Caris evitó mirarle a los ojos y se obligó a tener en cuenta su falsa identidad. En la entonación de Martin no había captado hostilidad, pero el hombre empezaba a sospechar algo. Por su condición de cirujano, debía conocer a la perfección las sutiles diferencias en la estructura ósea de un hombre y una mujer, y podría haberse dado cuenta de que Christophe y Michel de Longchamp no eran varones normales. Por suerte, no insistió más en la cuestión.

El cielo empezó a encapotarse, pero el ambiente seguía siendo cálido y húmedo. Apareció una densa arboleda a su izquierda, y Martin informó a Caris de que se trataba del bosque de Crécy. No podían estar muy lejos de los ingleses, pero en ese momento Caris empezó a preguntarse cómo conseguirían separarse de los franceses y sumarse a los ingleses sin perder la vida a manos de uno u otro bando.

La presencia del bosque provocó que el flanco izquierdo de la marcha se apelotonara, así que el camino por el que iba Caris quedó embotellado por los soldados, y las diferentes divisiones empezaron a confundirse sin remedio.

Llegaron correos con nuevas órdenes del rey. El ejército recibió la disposición de detenerse y acampar. Las esperanzas de Caris aumentaron; así las cosas, podría tener una oportunidad de adelantarse al ejército francés. Se produjo un altercado entre Carlos y un mensajero, y Martin se situó junto a su señor para escuchar. Regresó con expresión de incredulidad en el rostro.

—¡El conde Carlos se niega a obedecer las órdenes! —exclamó, perplejo.

—¿Por qué? —preguntó Caris con desesperación.

—Considera que su hermano es demasiado precavido. Él, Carlos, no será tan pusilánime como para detenerse ante un enemigo tan débil.

—Creía que todo el mundo debía obedecer al rey durante la batalla.

—Así debería ser, pero no hay nada más importante para los nobles franceses que su código de caballería. Preferirían morir antes de actuar con cobardía.

El ejército prosiguió la marcha contraviniendo los deseos del monarca.

—Me alegro de que estéis los dos aquí —dijo Martin—. Voy a necesitar vuestra ayuda una vez más. Ganemos o perdamos, habrá muchísimos heridos a la hora del crepúsculo.

Caris se dio cuenta de que no tenían escapatoria, aunque en cierta forma, ya no deseaba huir. En realidad, sentía una extraña impaciencia. Si esos hombres estaban tan locos para mutilarse entre sí con espadas y flechas, al menos ella podría socorrer a los heridos.

El capitán de los ballesteros, Ottone Doria, regresó cabalgando entre la multitud —no sin dificultad, dado el tumulto— para hablar con Carlos de Alençon.

—¡Detén a tus hombres! —gritó al conde.

Carlos se sintió ofendido.

—¿Cómo osas darme órdenes?

—¡Las órdenes proceden del rey! ¡Debemos detenernos, pero mis hombres no pueden hacerlo porque tú los obligas a avanzar desde la retaguardia!

—Entonces deja que sigan avanzando.

—Ya podemos ver al enemigo.
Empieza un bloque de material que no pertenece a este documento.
PR #718, opened 2018-04-27
Add Request's isHistoryNavigation

yutakahirano:
And also a member on the request concept (history-navigation flag) to support this API. See w3c/ServiceWorker#1167 for the discussion that led to this.

Tests: TBD

Corresponding HTML change: TBD

### DIFF
--- a/fetch.bs
+++ b/fetch.bs
@@ -1165,6 +1165,12 @@ Unless stated otherwise, it is unset.
 
 <p class="note no-backref">This flag is for exclusive use by HTML's navigate algorithm. [[!HTML]]
 
+<p>A <a for=/>request</a> has an associated
+<dfn export for=request id=concept-request-history-navigation-flag>history-navigation flag</dfn>.
+Unless stated otherwise, it is unset.
+
+<p class="note no-backref">This flag is for exclusive use by HTML's navigate algorithm. [[!HTML]]
+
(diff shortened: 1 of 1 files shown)


fetch.bs
```diff
@@ -1165,6 +1165,12 @@ Unless stated otherwise, it is unset.
 
 <p class="note no-backref">This flag is for exclusive use by HTML's navigate algorithm. [[!HTML]]
 
+<p>A <a for=/>request</a> has an associated
+<dfn export for=request id=concept-request-history-navigation-flag>history-navigation flag</dfn>.
+Unless stated otherwise, it is unset.
+
+<p class="note no-backref">This flag is for exclusive use by HTML's navigate algorithm. [[!HTML]]
```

Si seguimos tendremos que presentar batalla.

—Que así sea.

—Pero mis hombres han marchado todo el día sin parar a descansar. Están hambrientos, sedientos y exhaustos. Y mis ballesteros no portan consigo sus pavesadas.
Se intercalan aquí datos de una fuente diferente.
Issue #652, opened 2018-01-04
what is the Request.destination for modules and es `import()`?


wanderview:
I think the `Request.destination` table here needs to be updated for modules:

https://fetch.spec.whatwg.org/#concept-request-destination

I assume they have a destination of "script".

wanderview:
@domenic does "script" destination sound reasonable?  cc @yoavweiss

domenic:
Yes, this is already specified in HTML. It uses script/audioworklet/paintworklet/serviceworker/sharedworker/worker as appropriate.

I'm not sure the table needs any updates since it's just an alternate entry point into all the same APIs?

wanderview:
Ah, I'm not used to the other specs being updated!  I guess that's fine, although the table is nice for checking test coverage, etc.

wanderview:
I guess I worry about people looking at the table and thinking it covers all cases.  Could we either:

1. Make a note that its not exhaustive.
2. Or make a note outside the table itself that summarizes how modules work and points at the html spec.

I assume things like `import()` would be added on the same line as `importScripts()` in the table, etc.

PR #724, opened 2018-05-14
Associate import() with the "script" destination

nhiroki:
Before this patch, the Fetch spec says nothing about the destination of
dynamic/static import(). This patch clarifies it.

importScripts() that is a similar feature of import() is associated with the
"script" destinaton, so import() should also be associated with the "script"
destination.

cc: @nyaxt

***
<a href="https://whatpr.org/fetch/724.html" title="Last updated on May 14, 2018, 4:39 AM GMT (ac10f0a)">Preview</a> | <a href="https://whatpr.org/fetch/724/3a896ef...ac10f0a.html" title="Last updated on May 14, 2018, 4:39 AM GMT (ac10f0a)">Diff</a>

### DIFF
--- a/fetch.bs
+++ b/fetch.bs
@@ -873,7 +873,7 @@ not always relevant and might require different behavior.
   <tr>
    <td>"<code>script</code>"
    <td><code>script-src</code>
-   <td>HTML's <code>&lt;script></code>, <code>importScripts()</code>
+   <td>HTML's <code>&lt;script></code>, <code>importScripts()</code>, <code>import()</code>
   <tr>
    <td>"<code>serviceworker</code>"
    <td><code>child-src</code>, <code>script-src</code>, <code>worker-src</code>


annevk:
That table is non-normative. Fetch is not the source of truth on this. Perhaps I should remove the table since it seems to continue to confuse people.

Having said that, per https://html.spec.whatwg.org/#hostimportmoduledynamically(referencingscriptormodule,-specifier,-promisecapability) it does always use "script" so we could make this change.

nhiroki:
Thank you for the clarification. I missed it's specified in the import() side. I should have carefully read this text above the table :p

> The following table illustrates the relationship between a request’s initiator, destination, CSP directives, and features. It is not exhaustive with respect to features. Features need to have the relevant values defined in their respective standards.

I have no strong opinion on deletion of the table, but I feel it's still useful for knowing the overview.

I'll close this PR.

domenic:
This was previously discussed in https://github.com/whatwg/fetch/issues/652 and the conclusion was to add the spec's current text:

> It is not exhaustive with respect to features. Features need to have the relevant values defined in their respective standards.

—¿Son tan cobardes que no saben luchar sin escudos?

—¿Estás llamando cobardes a mis hombres?

—Si no luchan, sí.

Ottone permaneció en silencio durante un instante. Luego habló con un hilo de voz, y Caris a duras penas pudo oír sus palabras.

—Estás loco, Alençon. Y estarás ardiendo en el infierno cuando caiga la noche. —Dio media vuelta con el caballo y se alejó al galope.

Caris sintió que le caían unas gotas en la cara y levantó la vista al cielo. Estaba empezando a llover.